A consequência pode ser desastrosa. No início de agosto, um monomotor caiu e matou cinco pessoas na cidade de Balsas, a 800 quilômetros de distância de São Luís, no Maranhão. “Esse é mais um acidente com um Taca e a Anac fecha os olhos para situações de irregularidade”, diz Enio Paes, diretor-executivo da Associação Brasileira de Táxis Aéreos e Oficinas de Manutenção. A entidade protocolou uma série de denúncias junto ao Ministério Público envolvendo mais de 30 aeronaves que estariam voando clandestinamente na região Norte.

Profissionais consultados pela DINHEIRO durante a Labace, que aconteceu no antigo hangar da Vasp, no aeroporto de Congonhas, foram categóricos ao afirmar que um acidente aéreo só abala a venda de um novo jato se ficar comprovada a falha técnica.

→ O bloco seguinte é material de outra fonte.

PR #673, opened 2023-04-11
HELM-395: Fix issue with Alarm Table Panel 'freezing'

synqotik:
The Alarm Table Panel appeared to 'freeze' after clicking it a few times. This was caused by some issues with how event handlers were being added.

This PR fixes that issue, but note if you for example change the data range using the Grafana controls, you will get new data, but event handlers won't be attached and you need to refresh the browser window to get the click / context menu functionality back. Will need to fix this.

This also pushes an updated `package-lock.json` to make sure the plugin names are in sync with `package.json`.

# External References

* JIRA (Issue Tracker): https://opennms.atlassian.net/browse/HELM-395

### DIFF
--- a/src/panels/alarm-table/hooks/useAlarmTableMenu.ts
+++ b/src/panels/alarm-table/hooks/useAlarmTableMenu.ts
@@ -3,13 +3,13 @@ import { useState, useEffect, useRef } from 'react'
 export const useAlarmTableMenu = (rowClicked) => {
 
     const [menu, setMenu] = useState({ x: 0, y: 0 })
-    const [menuOpen, setMenuOpen] = useState(false);
+    const [menuOpen, setMenuOpen] = useState(false)
 
     const contextMenu = (index: number, e: MouseEvent) => {
-        e.preventDefault();
-        rowClicked(index, e,true);
+        e.preventDefault()
+        rowClicked(index, e, true)
         setMenu({ x: e.x, y: e.y })
-        setMenuOpen(() => true);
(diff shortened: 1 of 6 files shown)


src/panels/alarm-table/hooks/useAlarmTableMenu.ts
```diff
@@ -19,16 +19,45 @@ export const useAlarmTableMenu = (rowClicked) => {
...
+        const onRowClicked = (e: Event) => processRowClicked(e)
+        const onContextMenu = (e: Event) => processContextMenu(e)
+
         rows?.forEach((row, index) => {
-            row.removeEventListener('click', (e: unknown) => rowClicked(index, e as MouseEvent))
-            row.removeEventListener('contextmenu', (e: unknown) => contextMenu(index, e as MouseEvent))
-            row.addEventListener('click', (e: unknown) => rowClicked(index, e as MouseEvent))
-            row.addEventListener('contextmenu', (e: unknown) => contextMenu(index, e as MouseEvent))
+            row.setAttribute('data-rowindex', '' + index)
+            row.addEventListener('click', onRowClicked)
```
scthompsonopen, line 48: To fix this permanently, we'd just have to attach the event listener to an element that isn't removed from the DOM (a parent), or add a few more variable changes to the useEffect callback. You mentioned in the PR description that when you change the date range, the listeners aren't re-attached, so we might just have to pull in the date values into the [table, menu, menuOpen, rowClicked] variables.

PR #684, opened 2023-04-20
HELM-408: Dashboard Conversion and Alarm Table Fixes

synqotik:
Fixes to dashboard conversion code plus some Alarm Table fixes.

- added back `helm` to conversion code that looks for legacy datasources and panels (this had been inadvertently removed)
- force Alarm Table conversion for scrolling to be true (more often that not, horizontal scroll will be needed to display all columns)
- fix Alarm Table number conversion, it's actually `none` instead of `number`
- handle case where legacy datasource has `uid` of a template variable but no `type`
- fix null reference issue

# External References

* JIRA (Issue Tracker): https://opennms.atlassian.net/browse/HELM-408


aramosvizcarra (approved):
looks great!

Issue #140, opened 2022-11-09
Separate node selector for build process


hershpa:
Feature Summary:
Separate node selector for build process.

Suggested Priority(P1-P3) & Urgent(Urgent, medium, Low):
P2 and medium

Feature Detail:
Currently, KMM uses node selector for both build and DaemonSet. It would be nice to have a separate node selector for build process since it is not always required that the build occur on the same node as that selected for the DaemonSet to modprobe the kernel module. This allows flexibility for the build to occur on any other node. 

Solution Proposal:
Provide a separate node selector for build process.

qbarrand:
If the build selector is empty or undefined, let us keep using the global one to remain compatible.

ybettan:
Should we use the same "new selector" for signing? or also add a selector for signing?

If we don't then we still have the same issue of waiting for a "special" node with some HW for signing a module that was already built on another node in case we both build an sign the module.

WDYT?

qbarrand:
In which situations would we need special hardware to sign the files?

ybettan:
In case there is no `signSelector` and the user has specified a sign section in the module (let's say without build). The sign job will only be scheduled on nodes with the selector of the module (aka the nodes that a customer will load his driver too) which I believe is what we are trying to avoid for build jobs in this issue.

ybettan:
Hello @hershpa.

After discussing this issue, we tough about a solution that won't modify the API at this point.

As we understand it, your main requirement, is to not *restrict* the build/sign jobs to the same node as the moduleLoader is going to run, but instead to just run on any available node. Is that correct?

If this is the case, we can just remove the node selector from the build/sign jobs and let k8s do his job and schedule the jobs on the best fitting nodes. The `nodeSelector` of the `ModuleLoader` will remain with no changes.

Will this solution be good enough for your usecase at this point?

hershpa:
Hi @ybettan, 

That is correct and sounds good.

ybettan:
As agreed in the community meeting we will proceed with the following:

We add a new selector for build. Regarding the default value we differentiate between v1 and v2.

v1:
If the build selector is not set, we use the selector from the module to maintain the same behavior that we had until now.

v2:
If the build selector is not set, we do not set any selector for the build job and let k8s make the scheduling.

PR #311, opened 2023-02-23
Define new selector for building image job

erusso7:
#140


internal/build/job/maker.go
```diff
@@ -129,6 +129,11 @@ func (m *maker) specTemplate(
 		kanikoImage += ":" + buildConfig.KanikoParams.Tag
 	}
 
+	nodeSelector := mld.Selector
```
yevgeny-shnaidman, line 132: why do we need to set the nodeSelector at all for Builds? Why not let kubernetes decide where to run the Build job?

ybettan:
https://prow.k8s.io/view/gs/kubernetes-jenkins/pr-logs/pull/kubernetes-sigs_kernel-module-management/311/pull-kernel-module-management-check-api-changes/1630142470052384768#1:build-log.txt%3A201

api/v1beta1/module_types.go
```diff
@@ -65,6 +65,10 @@ type Build struct {
 	// +optional
 	// KanikoParams is used to customize the building process of the image.
 	KanikoParams *KanikoParams `json:"kanikoParams,omitempty"`
+
+	// +optional
+	// Selector describes on which nodes the Job should be created.
+	Selector map[string]string `json:"selector,omitempty"`
```
ybettan, line 71: How about a `Sign` selector? What happens if we need to build and sign? We still have the same issue as we had before aren't we? The user will still need a "special node" with some HW in order to sign.

internal/build/job/maker.go
ybettan: This is a good point. Removing it completely will also solve https://github.com/kubernetes-sigs/kernel-module-management/issues/140#issuecomment-1446030028

qbarrand: > Why not let kubernetes decide where to run the Build job?

This comes from [that issue](https://github.com/kubernetes-sigs/kernel-module-management/issues/140). You may want to reserve nodes equipped with expensive hardware for some workloads only, for example.

yevgeny-shnaidman: I don't see in that issue any mention of nodes with expensive hardware. They just say that it would be nice if build/sign can also run on other nodes, and not only those with specific hardware.  Also,  allowing kuberentes to pick the running node makes use of the schedule, which probably has much more data to decide which nodes are less "overloaded"

qbarrand: > Also, allowing kuberentes to pick the running node makes use of the schedule, which probably has much more data to decide which nodes are less "overloaded"

This change makes a user able to do just that, with `selector: {}` in the `build` section.

qbarrand:
/hold
This change may brake flows for users building for a specific architecture in multi-arch clusters.
Let us consider a cluster with `amd64` and `arm64` nodes.
Before this change, if you created a `Module` targeting `amd64` nodes, the builds would be automatically scheduled on `amd64` nodes.
With this change, the build may run on an `arm64` node, which by default will produce a module for `arm64`, not `amd64`.

cc @hershpa @yevgeny-shnaidman @ybettan

yevgeny-shnaidman:
> /hold This change may brake flows for users building for a specific architecture in multi-arch clusters. Let us consider a cluster with `amd64` and `arm64` nodes. Before this change, if you created a `Module` targeting `amd64` nodes, the builds would be automatically scheduled on `amd64` nodes. With this change, the build may run on an `arm64` node, which by default will produce a module for `arm64`, not `amd64`.
> 
> cc @hershpa @yevgeny-shnaidman @ybettan

@qbarrand maybe all we need to add  a label to the Build/Sign job node selector is architecture label. I think that all the nodes are label with it anyways, and it can be derived from the KernelMapping

ybettan:
> This change may brake flows for users building for a specific architecture in multi-arch clusters.
Let us consider a cluster with amd64 and arm64 nodes.
Before this change, if you created a Module targeting amd64 nodes, the builds would be automatically scheduled on amd64 nodes.
With this change, the build may run on an arm64 node, which by default will produce a module for arm64, not amd64.

@qbarrand @yevgeny-shnaidman I would instead just ask kaniko to build for a specific arch (regardless of the host) using https://github.com/GoogleContainerTools/kaniko#flag---customplatform.

yevgeny-shnaidman:
> > This change may brake flows for users building for a specific architecture in multi-arch clusters.
> > Let us consider a cluster with amd64 and arm64 nodes.
> > Before this change, if you created a Module targeting amd64 nodes, the builds would be automatically scheduled on amd64 nodes.
> > With this change, the build may run on an arm64 node, which by default will produce a module for arm64, not amd64.
> 
> @qbarrand @yevgeny-shnaidman I would instead just ask `kaniko` to build for a specific arch (regardless of the host) using https://github.com/GoogleContainerTools/kaniko#flag---customplatform.
> 
> This will also allow to build for ARM in a x86 cluster or any other combination. This is especially handy in the hub-spoke topology.
> 
> This will requires extending the `build` section in our CRD though.

@ybettan does kaniko support something like that? build Dockerfile will probably include Makefile that needs to know how to cross-compile, not sure if customer will want to support it.

ybettan:
This PR is blocked by https://github.com/kubernetes-sigs/kernel-module-management/issues/325 unless we modify the CRD to contain a `nodeSelector` for build/sign which is not ideal as we wish not to extend the API unless there is a requirement for it.

qbarrand:
> we wish not to extend the API unless there is a requirement for it

Sounds like it's the only way to properly address #140 though.

ybettan:
@qbarrand 
We have `kubernetes.io/arch: amd64` on the nodes, how about we just set the inner selector of the build to match the same arch as of the module's selector node?

ybettan:
As agreed in the community meeting we will proceed with the following:

We add a new selector for build

v1:
If the build selector is not set, we use the selector from the module to maintain the same behavior that we had until now.

v2:
If the build selector is not set, we do not set any selector for the build job and let k8s make the scheduling.

api/v1beta1/module_types.go
erusso7: @ybettan I will close this comment because based on the community meeting and the notes, this is no longer valid, if so, we can just re-open it again :+1:

internal/build/job/maker.go
```diff
@@ -122,6 +122,14 @@ func (m *maker) specTemplate(mld *api.ModuleLoaderData, containerImage string, p
 		kanikoImage += ":" + buildConfig.KanikoParams.Tag
 	}
 
+	var selector map[string]string
+	if len(mld.Selector) != 0 {
+		selector = mld.Selector
+	}
```
ybettan, line 128:
```suggestion
    selector = mld.Selector
```

internal/sign/job/signer.go
```diff
@@ -193,7 +193,6 @@ func (s *signer) MakeJobTemplate(
 			},
 			RestartPolicy: v1.RestartPolicyNever,
 			Volumes:       volumes,
-			NodeSelector:  mld.Selector,
```
ybettan, line 196: Why are we removing it? This is breaking backward compatibility.

PR #313, opened 2023-02-27
Use kaniko for signing

qbarrand:
Replace the custom implementation with a kaniko-based setup where we generate the Dockerfile dynamically from a template.
Remove methods from the registry package that are now unused.

This code should be refactored in a subsequent PR to extract the template rendering and find more commonality between the build and signing code.

/hold
Giving time to @chr15p to review since he authored most of that code.


internal/build/job/maker.go
```diff
@@ -205,18 +201,18 @@ func (m *maker) getHashAnnotationValue(ctx context.Context, configMapName, names
 }
 
 func volumes(imageRepoSecret *v1.LocalObjectReference, buildConfig *kmmv1beta1.Build) []v1.Volume {
-	volumes := []v1.Volume{dockerfileVolume(dockerfileVolumeName, buildConfig.DockerfileConfigMap)}
+	volumes := []v1.Volume{dockerfileVolume(DockerfileVolumeName, buildConfig.DockerfileConfigMap)}
```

Na quarta-feira, mes­mo com a chuva intermitente e a notícia do acidente com o presidenciável, o evento estava cheio. Os es­tandes de fabricantes como Gulfstream, Embraer, Dassault e Bombardier ficaram movimentados durante todo o dia. No Cessna, a movimentação não parecia menor que nos demais. Sinal de que a aviação executiva continua em crescimento no País, o segundo maior mercado do gênero depois dos Estados Unidos.